▶ [Description of the task] Only the count is expected: the number of lines below that contain "shortened".

(Records from a data source)
Content starts
PR #10391, opened 2019-06-27
Fixes lp#1642226: validate credential name before using.

anastasiamac:
## Description of change

We validate credential name almost everywhere except during bootstrap process, we validate it very late on the server side.

This PR checks credential name before kicking off bootstrap as per linked bug.

## QA steps

Have an client side credential with a space in the name. For example, I've used "new one":
```
$ juju bootstrap google mycontroller --credential "new one"
ERROR credential name "new one" not valid

$ juju bootstrap google mycontroller
ERROR credential name "new one" not valid
```

## Bug reference

https://bugs.launchpad.net/juju/+bug/1642226

### DIFF
--- a/cmd/juju/common/cloudcredential.go
+++ b/cmd/juju/common/cloudcredential.go
@@ -68,10 +68,18 @@ func GetOrDetectCredential(
 	store jujuclient.CredentialGetter,
 	provider environs.EnvironProvider,
 	args modelcmd.GetCredentialsParams,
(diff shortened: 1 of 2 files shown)


anastasiamac:
[credential names with spaces are invalid](https://trello.com/c/uu2fmiGh/838-credential-names-with-spaces-are-invalid)

anastasiamac:
$$merge$$

PR #10403, opened 2019-06-28
Backport PR10203: Remove default memory constrainst for bootstrap in CI tests.

hmlanigan:
## Description of change

Backport PR10203: CI tests shouldn't have a mem=2G constraint when the default for a juju controller is 3.5G. A follow on for the same change for LXD controllers.


hmlanigan:
$$merge$$

PR #10404, opened 2019-06-28
Backport pr10236: remove mem=2G constraints from test bundles and add centos7 to charms

hmlanigan:
## Description of change

Backport pr10236: remove mem=2G constraints from test bundles and add centos7 to charms


hmlanigan:
$$merge$$

PR #10405, opened 2019-06-28
Excessivewarnings on controller with ci runs on GCE

hmlanigan:
## Description of change

The config value "project-id" from the cloud-city environments.yaml should not be added to the model-config during ci test runs.  It's used by the GCE credentials, not provider and causes excessive warning messages in the controller log.

### DIFF
--- a/acceptancetests/jujupy/client.py
+++ b/acceptancetests/jujupy/client.py
@@ -912,6 +912,7 @@ class ModelClient:
             'name',
             'password',
             'private-key',
+            'project-id',
             'region',
             'sdc-key-id',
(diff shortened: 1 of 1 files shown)


hmlanigan:
WARNING juju.environs.config config.go:1570 unknown config field "project-id"

http://10.125.0.203:8080/job/nw-deploy-client-macos/1201/artifact/artifacts/controller/machine-0/machine-0.log.gz

hmlanigan:
mongo not available error, return build

!!build!!

hmlanigan:
$$merge$$

PR #10406, opened 2019-07-01
De-dupe store in list cloud.

anastasiamac:
## Description of change

While working on 'credentials', I've noticed that 'clouds' has 2 references to client store one directly on the command, one in the super command. Only one reference is needed and considering that both are implementation of the file store, consequences of having two instances could be surprising.

This PR de-dupe the reference, only keeping the one on the super-command.


anastasiamac:
[de-dupe store in 'clouds'](https://trello.com/c/7aBUFjVg/843-de-dupe-store-in-clouds)

anastasiamac:
$$merge$$

PR #10409, opened 2019-07-01
fix RootBlockDevice unit tests on non amd64 boxes

hmlanigan:
## Description of change

Prevent RootBlockDevice tests from failing if not run on amd64
machines due the image id, which becomes the BlockDeviceMapping
UUID, being different based on platform.  Setup the config of
these tests to always be amd64.

## QA steps

Run the OpenStack provider unit tests on platforms other than 
amd64.


hpidcock:
!!build!!

hmlanigan:
$$merge$$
Content ends
▶ [Reply to the task] 2